------ Records supplied ------

PR #1468, opened 2022-07-15
[compass] expose compass image property

tobrun:
This PR allows to provide a custom image for the map compass. 

```swift
mapView.ornaments.options.compass.image = UIImage(named: "foobar")
```

https://user-images.githubusercontent.com/2151639/179181387-ecf81e2c-f91f-4e4a-b1cf-e0ec9a327502.mp4

## Pull request checklist:

### DIFF
--- a/Sources/MapboxMaps/Ornaments/Compass/MapboxCompassOrnamentView.swift
+++ b/Sources/MapboxMaps/Ornaments/Compass/MapboxCompassOrnamentView.swift
@@ -50,18 +50,24 @@ internal class MapboxCompassOrnamentView: UIButton {
                                               value: "Rotates the map to face due north",
                                               comment: "Accessibility hint")
 
-        if let image = createCompassImage() {
-            containerView.image = image
-            NSLayoutConstraint.activate([
-                widthAnchor.constraint(equalToConstant: image.size.width),
-                heightAnchor.constraint(equalToConstant: image.size.height),
-                containerView.widthAnchor.constraint(equalToConstant: image.size.width),
-                containerView.heightAnchor.constraint(equalToConstant: image.size.height)
-            ])
-        }
         containerView.translatesAutoresizingMaskIntoConstraints = false
+        if let image = createCompassImage() {
+            updateImage(image: image)
+        }
         addSubview(containerView)
         addTarget(self, action: #selector(didTap), for: .touchUpInside)
+    }
+
+    func updateImage(image: UIImage?) {
+        guard let image = image else { return }
+
+        containerView.image = image
+        NSLayoutConstraint.activate([
+            widthAnchor.constraint(equalToConstant: image.size.width),
+            heightAnchor.constraint(equalToConstant: image.size.height),
+            containerView.widthAnchor.constraint(equalToConstant: image.size.width),
+            containerView.heightAnchor.constraint(equalToConstant: image.size.height)
+        ])
     }
 
     required internal init?(coder: NSCoder) {
--- a/Sources/MapboxMaps/Ornaments/Compass/MapboxCompassOrnamentView.swift
+++ b/Sources/MapboxMaps/Ornaments/Compass/MapboxCompassOrnamentView.swift
@@ -9,6 +9,7 @@ internal class MapboxCompassOrnamentView: UIButton {
     }
 
     internal var containerView = UIImageView()
+    internal var containerViewConstraints = [NSLayoutConstraint]()
     internal var visibility: OrnamentVisibility = .adaptive {
         didSet {
             animateVisibilityUpdate()
@@ -60,14 +61,15 @@ internal class MapboxCompassOrnamentView: UIButton {
 
     func updateImage(image: UIImage?) {
         guard let image = image else { return }
-
+        NSLayoutConstraint.deactivate(containerViewConstraints)
         containerView.image = image
-        NSLayoutConstraint.activate([
+        containerViewConstraints = [
             widthAnchor.constraint(equalToConstant: image.size.width),
             heightAnchor.constraint(equalToConstant: image.size.height),
             containerView.widthAnchor.constraint(equalToConstant: image.size.width),
             containerView.heightAnchor.constraint(equalToConstant: image.size.height)
-        ])
+        ]
+        NSLayoutConstraint.activate(containerViewConstraints)
     }
 
     required internal init?(coder: NSCoder) {
--- a/Sources/MapboxMaps/Ornaments/OrnamentsManager.swift
+++ b/Sources/MapboxMaps/Ornaments/OrnamentsManager.swift
@@ -162,6 +162,9 @@ public class OrnamentsManager: NSObject {
                                                        margins: options.attributionButton.margins)
         constraints.append(contentsOf: attributionButtonConstraints)
 
+        // Update the image of compass
+        _compassView.updateImage(image: options.compass.image)
+
         // Activate new constraints
         NSLayoutConstraint.activate(constraints)
 
--- a/CHANGELOG.md
+++ b/CHANGELOG.md
@@ -3,6 +3,7 @@
 Mapbox welcomes participation and contributions from everyone.
 
 ## main
+* Expose image property for compass ornament. ([#1466](https://github.com/mapbox/mapbox-maps-ios/pull/1466))
 
 * Expand scale bar range up to 15000 km/10000 miles. ([#1455](https://github.com/mapbox/mapbox-maps-ios/pull/1455))
 * Add the ability to override scale bar units. ([#1473](https://github.com/mapbox/mapbox-maps-ios/pull/1473))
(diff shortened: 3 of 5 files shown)


Sources/MapboxMaps/Ornaments/Compass/MapboxCompassOrnamentView.swift
```diff
@@ -51,19 +51,25 @@ internal class MapboxCompassOrnamentView: UIButton {
...
+    func updateImage(image: UIImage?) {
+        if image != nil {
+            containerView.image = image
+            NSLayoutConstraint.activate([
+                widthAnchor.constraint(equalToConstant: image!.size.width),
+                heightAnchor.constraint(equalToConstant: image!.size.height),
+                containerView.widthAnchor.constraint(equalToConstant: image!.size.width),
+                containerView.heightAnchor.constraint(equalToConstant: image!.size.height)
+            ])
+        }
```
OdNairy, line 70: It is better to use `guard` statement to unwrap optional values:
```suggestion
        guard let image = image else { return }

        containerView.image = image

        NSLayoutConstraint.activate([
            widthAnchor.constraint(equalToConstant: image.size.width),
            heightAnchor.constraint(equalToConstant: image.size.height),
            containerView.widthAnchor.constraint(equalToConstant: image.size.width),
            containerView.heightAnchor.constraint(equalToConstant: image.size.height)
        ])
```

Sources/MapboxMaps/Ornaments/OrnamentsManager.swift
```diff
@@ -162,6 +162,9 @@ public class OrnamentsManager: NSObject {
                                                        margins: options.attributionButton.margins)
         constraints.append(contentsOf: attributionButtonConstraints)
 
+        // Update the image of compass
+        _compassView.updateImage(image: options.compass.image)
```
OdNairy, line 166: Wouldn't we nil compass image here if we have no custom one? 🤔

Sources/MapboxMaps/Ornaments/Compass/MapboxCompassOrnamentView.swift
```diff
@@ -51,19 +51,25 @@ internal class MapboxCompassOrnamentView: UIButton {
...
-            ])
+            updateImage(image: image)
         }
         containerView.translatesAutoresizingMaskIntoConstraints = false
         addSubview(containerView)
         addTarget(self, action: #selector(didTap), for: .touchUpInside)
     }
 
+    func updateImage(image: UIImage?) {
+        if image != nil {
```
evil159, line 62:
```suggestion
        if let image = image {
```
This way you won't need to force unwrap the image below

Sources/MapboxMaps/Ornaments/Compass/MapboxCompassOrnamentView.swift
```diff
@@ -51,19 +51,25 @@ internal class MapboxCompassOrnamentView: UIButton {
...
+            containerView.image = image
+            NSLayoutConstraint.activate([
```
evil159, line 64: Old constraints needs to be deactivated, as there will be conflicting constraints if image size changed.

Alternatively, the container view can be constrained to the edges of the compass ornament view. You could store references to the width/height constraints of the compass ornament view and update them when updating the image.

```swift
widthConstraint.constant = image.size.width
heightConstraint.constant = image.size.height
```

Sources/MapboxMaps/Ornaments/OrnamentsManager.swift
tobrun: this updateImage function ignores nil images, in that case it would be a no-op. This is the part that I'm not sure about what is the most common/expected way for swift developers. 

Should I nil check here and not invoke updateImage + make updateImage arguments not optional.
or what it does now?

Sources/MapboxMaps/Ornaments/Compass/MapboxCompassOrnamentView.swift
```diff
@@ -51,19 +51,25 @@ internal class MapboxCompassOrnamentView: UIButton {
...
+                widthAnchor.constraint(equalToConstant: image!.size.width),
```
evil159, line 65: Just want to make sure that this is intentional - previously the compass view were of size 40x40 pt, now we are giving the compass size up to the discretion of developers, is this how it behaves on Android? An alternative could be to keep the compass view size constant and scale the image up/down.

evil159 (changes requested):

Sources/MapboxMaps/Ornaments/Compass/MapboxCompassOrnamentView.swift
```diff
@@ -51,19 +51,25 @@ internal class MapboxCompassOrnamentView: UIButton {
...
 
         if let image = createCompassImage() {
-            containerView.image = image
-            NSLayoutConstraint.activate([
-                widthAnchor.constraint(equalToConstant: image.size.width),
-                heightAnchor.constraint(equalToConstant: image.size.height),
-                containerView.widthAnchor.constraint(equalToConstant: image.size.width),
-                containerView.heightAnchor.constraint(equalToConstant: image.size.height)
-            ])
+            updateImage(image: image)
```
maios, line 54: I believe [line 56](https://github.com/mapbox/mapbox-maps-ios/pull/1468/files#diff-b7e6600deb16d0a592c242ab3b13cdeb779b00639a5348dba82ab6452ef18903R56) should be placed before this `if` statement because it applies autolayout to the `containerView`

Sources/MapboxMaps/Ornaments/Compass/MapboxCompassOrnamentView.swift
maios: interesting, I thought if we constraint the subview to the edges of its superview and set some compression/hugging priority then the superview will also resize to always fit the subview?

Sources/MapboxMaps/Ornaments/Compass/MapboxCompassOrnamentView.swift
```diff
@@ -51,19 +51,25 @@ internal class MapboxCompassOrnamentView: UIButton {
...
         }
         containerView.translatesAutoresizingMaskIntoConstraints = false
         addSubview(containerView)
         addTarget(self, action: #selector(didTap), for: .touchUpInside)
     }
 
+    func updateImage(image: UIImage?) {
```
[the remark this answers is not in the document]
maios: oh yeah sorry didn't realize you need this to be internal for the unit tests.

Sources/MapboxMaps/Ornaments/Compass/MapboxCompassOrnamentView.swift
tobrun: >  now we are giving the compass size up to the discretion of developers, is this how it behaves on Android?

yes, to give context on how it works on Android, we expose:
 - gravity: allows to position an element (top-right by default for compass)
 - margins: allows to offset the view from the edge

>  An alternative could be to keep the compass view size constant and scale the image up/down.

That would limit the freedom of the developer to build any kind of UX. 
If we properly update the constraints, I'm expecting it should work for any image size.

Sources/MapboxMaps/Ornaments/Compass/MapboxCompassOrnamentView.swift
tobrun: interresting! Since this code was already this way :)
will patch

Sources/MapboxMaps/Ornaments/Compass/MapboxCompassOrnamentView.swift
tobrun: was able to validate it doesn't throw any warnings anymore about constraints!

Sources/MapboxMaps/Ornaments/OrnamentsManager.swift
maios: If we first set a non-nil image for a compass, then after that we want to reset this by passing a nil compass image, this won't work.
```
// 1. This should use the custom compass image
mapView.ornaments.options.compass.image = anImage
// later
// 2. I would expect this to use default compass image.
mapView.ornaments.options.compass.image = nil
```

evil159: I'd also expect the compass image would be reverted to default after resetting it to nil. 

On Android resetting the compass image to `null` seems to be ignored as well. [CompassViewPlugin.kt#L70](https://github.com/mapbox/mapbox-maps-android/blob/f8a72f9f5b49b28d4880dba86b2c9603b423b82d/plugin-compass/src/main/java/com/mapbox/maps/plugin/compass/CompassViewPlugin.kt#L70)

evil159: I think I'm fine with this as long as both platforms are aligned.

evil159 (approved):

OdNairy (approved):

maios (approved):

------

> **Your goal**
Scan the data above; copy every line where "what" appears.

> **Output for this exercise**
tobrun: this updateImage function ignores nil images, in that case it would be a no-op. This is the part that I'm not sure about what is the most common/expected way for swift developers. 
or what it does now?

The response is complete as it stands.